The third age of water is the age which Gleick believes we are entering, and age in which we truly value water as the unique element around which all ecosystems are constructed. Some features of this age are:

  • Reduction of the amount of water that we use, domestically, industrially and agriculturally – but with no reduction in the utility we extract from the water.
  • Valuing potable water for the wonderful product that it is and using ‘grey’ water for many of the functions for which we currently use potable water.
  • Valuing the ecosystems within which all life exists, even to the point of giving rivers and ecosystems legal representation. Already, the US is removing dams to allow the slow re-building of natural water courses, and wetland restoration projects are underway world -wide.
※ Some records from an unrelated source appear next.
PR #205, opened 2026-06-07
docs(readme): sharper front-door positioning + refreshed screenshots

ishiland:
Refreshes the README front door per a positioning audit and reworks the screenshot set so it shows the differentiators, not just the map builder.

## Copy
- Lead the opener with the open-source / self-hosted / your-infrastructure value and a one-line "who it's for".
- Resolve the "production-grade" vs "early release" mismatch in the maturity note (now consistent with the docs' "features/APIs may change" framing).

## Screenshots — now a Find → Inspect → Build → Ask AI story
All four captured fresh from a live stack:
- **Find** — semantic search for `hydrology` (ranks subwatersheds, lakes, river networks)
- **Inspect** — dataset detail with a typed, filterable attribute table (1,473 river centerlines, 38 columns)
- **Build** — the Matterhorn as a 3D terrain mesh in the builder
- **Ask AI** — natural-language map editing adds county labels to a NY income choropleth

Removed the catalog and DEM-relief images; added the search, Matterhorn, and AI-labels images. (`-2 assets, +3 assets, 1 updated`.)

## Working examples
Both "See It in Action" snippets were broken and are now verified end-to-end against a live stack:
- Semantic search queried `rivers near mountains`, which returned **zero** results → now `hydrology`.
- The OGC Features example used a table-name slug where the path requires a dataset **UUID** (always 422'd) → now derives the collection id from the catalog, then calls the auth-free items endpoint with the bbox filter.

Translated READMEs (de/es/fr) only reference the unchanged Manhattan hero, so no broken links there.

PR #198, opened 2026-06-06
docs(readme): in-builder Manhattan hero + trim to a maintainable reference

ishiland:
## What

Refreshes the README hero and trims the file to a lean, maintainable reference that defers detail to the docs site.

### Hero
- New hero: an **in-builder Manhattan 3D skyline** with the layer style editor open on the buildings layer — 3D extrusion, data-driven graduated styling by `height_roof`, height legend. Captured live from the `scripts/seed-showcase.py` Manhattan map.
- Dropped the stale empty-world "Map Builder" screenshot; repurposed the Adirondack builder shot as the map-builder still.

### Trim (359 → 300 lines)
- Merged the overlapping **Why GeoLens? / Features** content.
- Moved the raw pgvector SQL example out to the search guide.
- Consolidated redundant docs-pointer sections.
- Condensed the Seed Data section.
- All documentation links verified against the live docs site.

### Branding
- Removed the Branding section — it referenced the **private** `geolens-io/branding` repo plus an internal asset-bump procedure. Kept a one-line brand-asset license note under License.

PR #1500, opened 2026-08-15
ci(readme): gate the committed README screenshot dimensions

ishiland:
## What

Adds `scripts/check-readme-assets.mjs`, a gate over the 15 committed images in
`.github/assets/`. It pins each one to an exact pixel size, fails if a size moves,
and fails if an image is committed without being pinned. Wired into `ci.yml` as an
always-run job feeding `ci-ok`, plus a pre-commit hook.

The `image-sanitizer` editor plugin hooks the **Read** tool and runs
`magick <file> -resize "${CLAUDE_IMAGE_MAX_DIMENSION:-1200}x...>"` in place. Shrink
only, aspect preserved, 1200px cap. So a committed image loses resolution the moment
somebody opens it to look at it, usually long after whatever produced it exited. It is
synchronous and agent-triggered, not a race.

Docs (`verify-build.sh` QUICK-03) and marketing (`scripts/verify-screenshots.mjs`) both
have a gate for this. The README shots did not, because they are captured in
getgeolens.com (`scripts/capture-readme.ts`) and committed here, so neither repo owned
the check. The gate belongs where the files are committed and where CI sees every PR.

Three of the source-panel crops are 1232px wide, so they were live-vulnerable to a
single `Read` right now. That is the immediate value.

## What the assets' history actually is

`capture-readme.ts` declares `const VP = { width: 1600, height: 900 }` for all five
targets and runs with `enforceDimensions: true`. `.github/assets/README.md` line 74
also documented 1600x900. Neither matches what is committed.

Measured with `sips`, the committed five are 1200x750 (1200x800 for `ai-labels`).
Those are 1.6 and 1.5 aspect; 1600x900 is 1.778. The sanitizer preserves aspect, so a
1600x900 master lands at 1200x**675**, never 750. These are therefore not downscales of
the current recipe.

Walking the blobs back through git confirms it:

| commit | date | search/dataset/matterhorn/ai-labels |
| --- | --- | --- |
| `47b13549` (#198) | 2026-06-06 | hand-captured, inconsistent (hero 1200x750, dataset 1280x800) |
| `4f983f81` (#205) | 2026-06-07 | **1200x675**, i.e. genuinely 1600x900 sanitized |
| `683c4cd7` (#404) | 2026-07-05 | matterhorn moves to 1200x750 |
| `ee99ba93` (#407) | 2026-07-06 | all 1200x750, ai-labels 1200x800; unchanged since |

So #205 is direct evidence of the sanitizer operating on 16:9 masters, and the current
set came later from a differently shaped capture that was then downscaled on top. They
predate the automated recipe and were shrunk as well, which is what @team-lead
suspected.

## Which path I chose

I recaptured, verified the output, and then did **not** commit it.

`npm run capture:readme` against the local stack produced all five at a clean 1600x900.
I QA'd them through throwaway copies (never `Read` on a master) and three were not
publishable:

- `geolens-dataset.png` captured a **page error**: `The requested module
  '/node_modules/.vite/deps/@tanstack_react-table.js' does not provide an export named
  'columnVisibilityFeature'`.
- `geolens-search.png` showed 9 results with "Significant Volcanic Eruptions" listed
  twice.
- The hero opened the layer editor on a junk `buildings - selected` layer with an
  unconfigured style panel, instead of the era-colored 3D buildings layer.

The cause is the dev stack's state, not the recipe, and it is two separate things.

**The dataset route is broken by a stale dependency install.** `frontend/node_modules`
is a named Docker volume, not the bind mount, and it still has
`@tanstack/react-table@8.21.3` while `frontend/package.json` declares `^9.1.2` and the
lockfile pins `9.1.2`. #1445 did that v8 to v9 migration on 2026-08-12; the volume was
populated before it and has never been reinstalled. `columnVisibilityFeature` is a v9
export, so the optimized dep cannot provide it. Reproducible across two page loads.
Source code is unaffected and current: the bind mount serves `layer-icons.tsx`
containing `gradientUnits="userSpaceOnUse"`, which #1494 introduced and which is absent
from its parent commit.

**The local catalog has duplicate seed data.** Three copies each of four datasets,
including "Significant Volcanic Eruptions", which is the duplicated row visible in the
search shot.

Both need changes to a stack other agents are actively using, so neither is mine to
make. This PR is the gate only, and it lands green:

- the five `capture:readme` targets are pinned at their committed size, with a
  `capturedAt: { width: 1600, height: 900 }` field recording the declared size
- the gate prints that gap on every run instead of silently blessing 1200x750
- recapture becomes an unblocked follow-up: update `width`/`height`, drop `capturedAt`

Pinning them at 1600x900 today would have gone red on `main` and blocked every PR. The
sequencing also happens to be right: at 1200 wide the five are currently below the
sanitizer's cap and cannot be shrunk further, so it is the recapture back to 1600x900
that makes them vulnerable again. The gate should exist before that, not after.

## Scope

All 15 images, not just the 5 script targets, and an unpinned image is a failure. The
six admin/dataset-chat shots from #659 have no capture script and are pinned at the
1200x750 that `.github/assets/README.md` documents for them. The four source-panel crops
from #1279/#1280 are the ones currently at risk.

## Non-vacuity proof

Five deliberate failures, each restored afterward. Proof 1 uses the plugin's actual
resize command on a genuinely at-risk file.

| # | Fault injected | Result |
| --- | --- | --- |
| 1 | `magick source-panel-service.png -resize "1200x1200>"` (1232x522 -> 1200x508) | exit 1, `source-panel-service.png is 1200x508 on disk; expected 1232x522` |
| 2 | `geolens-ai-labels.png` moved away | exit 1, `missing from .github/assets/` |
| 3 | new `geolens-brand-new-shot.png` added | exit 1, `committed ... but not pinned` |
| 4 | a real 1600x900 recapture dropped in without a manifest update | exit 1, `is 1600x900 on disk; expected 1200x750` |
| 5 | proof 1 repeated through `pre-commit run readme-assets` | hook fails |

Green on the correct set: `OK: all 15 README images are at their pinned size.` (exit 0).

Proof 4 matters because it makes the pin bidirectional: an unreviewed recapture cannot
land silently either.

`git diff --stat origin/main -- .github/assets/` shows only `README.md`, so no image
byte changed despite the resize experiments.

## Verification

```
npm run check:readme-assets                    # exit 0, 15 pinned
pre-commit run readme-assets --all-files       # Passed
cd backend && uv run pytest tests/test_ci_merge_queue.py -q   # 22 passed
```

`test_ci_merge_queue.py` is the one that matters for the CI wiring: `readme-assets` has
no `if:`, so it runs in the merge queue and satisfies
`test_every_required_gate_runs_in_the_queue`.

The script is stdlib-only Node with its own PNG/JPEG header parser, so the job needs no
`npm ci`, no database, no browser, and no network.

## Follow-ups, not in this PR

1. Recapture the five once the stack can produce publishable shots, then update the pins
   to 1600x900 and drop `capturedAt`.
2. The dataset detail route is broken on the shared dev stack for everyone, not just for
   screenshots, until the frontend `node_modules` volume is reinstalled against the
   current lockfile.
3. The footer version is stamped from `package.json` at Vite config load, so it reports
   whatever the version was when the container started (v1.11.1 here, from a
   2026-08-12T02:49Z start). It is not a signal for what code is being served, and it
   misled me before I checked the served module directly.
4. `npm run check:readme-locales` exists but is not wired into any workflow. Same class
   of gap, out of scope here.

### DIFF
--- a/.github/assets/README.md
+++ b/.github/assets/README.md
@@ -69,9 +69,29 @@ The three content shots (Find / Inspect / Ask AI panel) are deterministic — th
 are the ones that drift with catalog data, which is exactly what the automated
 recipe keeps in parity with the marketing site.
 
+## Keeping the committed files intact
+
+`npm run check:readme-assets` (from the repo root) pins every image in this
+folder to an exact pixel size and fails if one moves. CI runs it on every PR, and
+there is a pre-commit hook for it.
+
+It exists because these files get silently downscaled. The `image-sanitizer`
+Claude Code plugin hooks the **Read** tool and runs `magick -resize` in place on
+anything wider than 1200px, so a committed image loses resolution the moment
+somebody opens it to look at it — long after whatever produced it exited. Never
+open a master with an image-previewing tool. Measure with `sips -g pixelWidth -g
+pixelHeight`, and copy to a throwaway path first if you want to see one.
+
+Adding an image here means adding it to `scripts/check-readme-assets.mjs` too;
+the gate fails on an unpinned file rather than ignoring it.
+
 ## Capture notes
 
-- Sources are captured at 1600×900; the README renders them at `width="900"`.
+- The recipe captures at 1600×900 and the README renders at `width="900"`.
+  The five `capture:readme` shots currently committed are **not** at that size —
+  they are 1200×750 (1200×800 for `geolens-ai-labels.png`), predating the
+  automated recipe and downscaled on top of it. `check-readme-assets.mjs` records
+  the gap and pins them where they are; recapturing is a separate change.
   Optionally strip/optimize before committing (e.g. `magick in.png -strip out.png`;
   JPG at quality ~88 for terrain).
 - These images are public. Keep them free of private/draft dataset titles,
--- a/.github/workflows/ci.yml
+++ b/.github/workflows/ci.yml
@@ -885,6 +885,35 @@ jobs:
       - name: Surface gate regression tests
         run: python -m unittest tests.test_check_public_surface tests.test_check_deployed_surface
 
+  # ---------- README assets ----------
+  # Gate over the committed README screenshots in .github/assets/.
+  #
+  # The image-sanitizer Claude Code plugin resizes images IN PLACE from a
+  # PreToolUse hook on the Read tool (shrink-only, 1200px cap), so any committed
+  # image wider than that silently loses resolution the first time someone opens
+  # it to look at it. docs and marketing (both in getgeolens.com) each grew a gate
+  # against this; the README shots did not, because they are produced in that repo
+  # and committed in THIS one, so neither side owned the check. Three of the
+  # source-panel crops are 1232px wide and were live-vulnerable.
+  #
+  # No path filter on purpose: the corruption edits the images, so a filtered job
+  # would still fire, but this also catches a manifest edit that quietly unpins a
+  # file. Pure stdlib Node — no DB, browser, or network. Runs on every push/PR.
+  readme-assets:
+    name: README Assets
+    runs-on: ubuntu-latest
+    steps:
+      - uses: actions/checkout@3d3c42e5aac5ba805825da76410c181273ba90b1  # v7.0.1
+
+      - uses: actions/setup-node@820762786026740c76f36085b0efc47a31fe5020  # v7.0.0
+        with:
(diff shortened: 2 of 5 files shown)


ishiland:
@codex review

I found the book by turns educational and inspiring. Although hearing of the phenomenal degradation left over from the second age of water, I feel that we have now universally accepted that it’s generally a bad thing when rivers catch fire. [Note added: Randy Newman wrote a song about one of the better known river fires]

As I was reading the book reports were unfolding of the appalling behaviour of Thames Water, the company that supplies my own water. And I was reminded that water is still of fundamental importance and that as in the civilisations of Early Mesopotamia, kingdoms could fail if water was not well-managed.

Water & Dust 

As regular readers will know, I am personally immersed in issues around our Climate Crisis. And I try to avoid becoming too involved in our other ongoing ecological crises – things can get very depressing! But together these books have raised my consciousness without getting me down too much. The Three Ages of Water in particular sets out a very positive and achievable agenda for change.